**Stored data**.
- - - - -

PR #106, opened 2015-06-18
Add dnulist tool

richlander:
This is a tool that is intended to solve the problem of using NuGet package artifacts w/o needing to understand the format / binding semantics. This is discussed here: https://github.com/dotnet/coreclr/issues/995.

The tool overlaps a fair bit with dnu. Hopefully, this functionality is added to dnu. Currently, the tool has the following basic functions:

- List targets.
- List packages by target.
- Copy packages to a directory, by target.

@davidfowl, @ericstj, @blackdwarf, @akoeplinger, @KrzysztofCwalina

### DIFF
--- a/tools/dnulist/program.cs
+++ b/tools/dnulist/program.cs
@@ -1,0 +1,241 @@
+using System;
+using System.IO;
+using Newtonsoft.Json;
+using System.Collections.Generic;
+
+public class Program
+{
+    private static void Main (string[] args)
+    {
+        // project.lock.json reader
+        // See PrintHelp for arg info
+        
+        const string Lockfile = "project.lock.json";
+        Project project;
+        
+        Console.WriteLine("project.json.lock file reader");
+        
+        using (var reader = new StreamReader(Lockfile))
+        {
+            project = JsonConvert.DeserializeObject<Project>(reader.ReadToEnd());
+        }
+        
+        if (args == null || args.Length == 0)
+        {
+            PrintTargets(project);
+            Console.WriteLine();
+            Console.WriteLine("Use --help argument to print help.");
+        }
+        else
+        {
+            var commands = GetArguments(args);
+            const string Target = "--target";
+            const string Copy = "--copy";
+            const string Verbose = "--verbose";
+            const string Help = "--help";
+            
+            if (commands == null)
+            {
+                Console.WriteLine("Bad argument!");
+                Console.WriteLine();
+                PrintHelp();
+            }
+            else if (commands.ContainsKey("--targets"))
+            {
+                PrintTargets(project);
+            }
+            else if (commands.ContainsKey(Target) && commands.ContainsKey(Copy) && !string.IsNullOrEmpty(commands[Copy]))
+            {
+                bool verbose = commands.ContainsKey(Verbose);
+                CopyTarget(project, commands[Target], commands[Copy], verbose);
+            }
+            else if (commands.ContainsKey(Target))
+            {
+                bool verbose = commands.ContainsKey(Verbose);
+                PrintTarget(project,commands[Target], verbose);
+            }
+            else if (commands.ContainsKey(Help))
+            {
+                Console.WriteLine();
+                PrintHelp();
+            }
+        }
+    }
+    
+    private static void PrintTargets(Project project)
+    {
+        Console.WriteLine ("This project has {0} targets.", project.Targets.Count);
+        Console.WriteLine();
+        
+        foreach (var t in project.Targets.Keys)
+        {
+            Console.WriteLine(t);
+        }
+    }
+    
+    private static void PrintTarget(Project project, string target, bool verbose = false)
+    {
+        Dictionary<string,Package> packages;
+        var targetFound = project.Targets.TryGetValue(target, out packages);
+        
+        if (targetFound && packages.Count > 0)
+        {
+            Console.WriteLine("Package dependencies for target: {0}",target);
+            
+            foreach (var package in packages.Keys)
+            {
+                Console.WriteLine(package);
+                if (verbose)
+                {
+                    var p = packages[package];
+               
+                    if (p.Compile != null)
+                    {
+                        foreach (var key in p.Compile.Keys)
+                        {
+                            Console.WriteLine("**Compile: {0}", key);
+                        }
+                    }
+                    
+                    if (p.Runtime != null)
+                    {
+                        foreach (var key in p.Runtime.Keys)
+                        {
+                            Console.WriteLine("**Runtime: {0}", key);
+                        }
+                    }
+                    
+                    if (p.Dependencies != null)
+                    {
+                        foreach (var key in p.Dependencies.Keys)
+                        {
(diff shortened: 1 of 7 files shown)


tools/dnulist/program.cs
```diff
@@ -0,0 +1,241 @@
...
+        {
+            Console.WriteLine("{0} is not a target for this project.", target);
+        }
+    }
+    
+    private static void PrintHelp()
+    {
+        Console.WriteLine("Primary arguments:");
+        Console.WriteLine("--target - prints targets");
+        Console.WriteLine("--target [target] - selects targets to print (the default) or otherwise act upon");
```
ericstj: I think you need both framework and runtime selection instead of all in one.  Compile time assets should only be selected from "RID"-less targets.  Runtime assets should be selected from the target with the RID.

tools/dnulist/project.lock.json
```diff
@@ -0,0 +1,408 @@
...
+        "System.Runtime.Handles.4.0.0-beta-22906.nupkg",
+        "System.Runtime.Handles.4.0.0-beta-22906.nupkg.sha512",
+        "System.Runtime.Handles.nuspec",
+        "lib/aspnetcore50/System.Runtime.Handles.dll",
+        "lib/contract/System.Runtime.Handles.dll",
+        "lib/net45/System.Runtime.Handles.dll",
+        "lib/portable-wpa81+wp80+win80+net45+aspnetcore50/System.Runtime.Handles.dll"
+      ]
+    },
+    "System.Text.Encoding/4.0.10-beta-22231": {
```
ericstj: Are you sure you had https://www.myget.org/F/dotnet-core/ enabled when generating this?  These are some very old packages.

tools/dnulist/program.cs
```diff
@@ -0,0 +1,241 @@
...
+        }
+        else
+        {
+            Console.WriteLine("{0} is not a target for this project.", target);
+        }
+    }    
+    
+    private static void CopyTarget(Project project, string target, string path, bool verbose = false)
+    {
+        const string packageRoot = "/Users/richlander/.dnx/packages";
```
ericstj: Did you mean to  use %USERPROFILE% here?  Also you probably need an argument for overriding this.

tools/dnulist/program.cs
```diff
@@ -0,0 +1,241 @@
...
+    {
+        // project.lock.json reader
+        // See PrintHelp for arg info
+        
+        const string Lockfile = "project.lock.json";
+        Project project;
+        
+        Console.WriteLine("project.json.lock file reader");
+        
+        using (var reader = new StreamReader(Lockfile))
```
ericstj: So you'll crash without any error if the lock file is invalid?

tools/dnulist/program.cs
```diff
@@ -0,0 +1,241 @@
...
+using System.Collections.Generic;
+
+public class Program
+{
+    private static void Main (string[] args)
+    {
+        // project.lock.json reader
+        // See PrintHelp for arg info
+        
+        const string Lockfile = "project.lock.json";
```
ericstj: Should be a parameter with a default value of this.

tools/dnulist/program.cs
```diff
@@ -0,0 +1,241 @@
...
+            }
+            else if (args[count].StartsWith(ArgSyntax) && !args[count+1].StartsWith(ArgSyntax))
+            {
+                commands.Add(args[count],args[count+1]);
+                count++;
+            }
+            else if (args[count].StartsWith(ArgSyntax))
+            {
+                commands.Add(args[count],string.Empty);
+            }
```
ericstj: This will ignore an unqualified argument in the middle of the list.  EG: --target abc def --copy.  def would be ignored.

tools/dnulist/program.cs
```diff
@@ -0,0 +1,241 @@
...
+
+        while (count < args.Length)
+        {   
+            if (count +1 == args.Length && args[count].StartsWith(ArgSyntax))
+            {
+                commands.Add(args[count],string.Empty);
+            }
+            else if (count +1 == args.Length && !args[count].StartsWith(ArgSyntax))
+            {
+                // bad argument
```
ericstj: Perhaps you could use the unqualified syntax to represent the file to operate on?  I think in that case you could turn this into  if (!args[count].StartsWith(ArgSyntax))

richlander:
Awesome feedback @ericstj. I'll look into all of that.

I haven't done the next step of actually using the tool the compile code and run it (the real scenario). I think that I'll find that having the tool generate the CSC command line would be quite convenient. I was thinking of adding that, too.

tools/dnulist/program.cs
richlander: I haven't checked. Is that supported on OS X and Linux, too? I was looking for an API to get that info, but didn't find one. Seems like a common scenario. Any plans on that?

ericstj: Roots are very platform specific.  We do have cross-plat environment variables.  It does look like DNX sets DNX_HOME env variable.  Perhaps this is a reasonable cross-plat way to locate a default package cache.  /cc @davidfowl @anurse

jasonwilliams200OK: > Is that supported on OS X and Linux, too

Related discussion about [`System.Environment.SpecialFolder`](https://github.com/dotnet/coreclr/blob/master/src/mscorlib/src/System/Environment.cs#L1551-L1751) on Gitter chat CoreCLR channel: https://gitter.im/dotnet/coreclr?at=5580010ac030cae67ed3ccef

tools/dnulist/project.lock.json
richlander: I did have a wrong setup. How's this look? I believe I'm now pulling down much later packages. If that doesn't look good, how do I enable pull that feed via dnu?

"System.Resources.ResourceManager/4.0.0-beta-23011": {
        "dependencies": {
          "System.Runtime": "4.0.0-beta-23011",
          "System.Reflection": "4.0.0-beta-23011",
          "System.Globalization": "4.0.0-beta-23011"
        },
        "compile": {
          "ref/dotnet/System.Resources.ResourceManager.dll": {}
        },
        "runtime": {
          "lib/DNXCore50/System.Resources.ResourceManager.dll": {}
        }
      },

tools/dnulist/program.cs
richlander: None of these environment variables seem to be defined under 1.0.0-beta6-12100.

Having DNX_HOME would be nice, but that shouldn't be the primary answer for this.

tools/dnulist/program.cs
richlander: Nice. Will fix that. ;)

tools/dnulist/program.cs
ericstj: The environment variable is defined by DNVM, not DNX.  If not the environment variable then force folks to pass it in.  You shouldn't be making an assumption about where nuget/DNX decides to store it's packages.  The location is configurable and not part of any "public contract".

KrzysztofCwalina:
@richlander, what should we do with this PR? It's been 2 months.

- - - - -

Which lines in the records above contain the string "Length"? Copy each one.

+        if (args == null || args.Length == 0)
+        while (count < args.Length)
+            if (count +1 == args.Length && args[count].StartsWith(ArgSyntax))
+            else if (count +1 == args.Length && !args[count].StartsWith(ArgSyntax))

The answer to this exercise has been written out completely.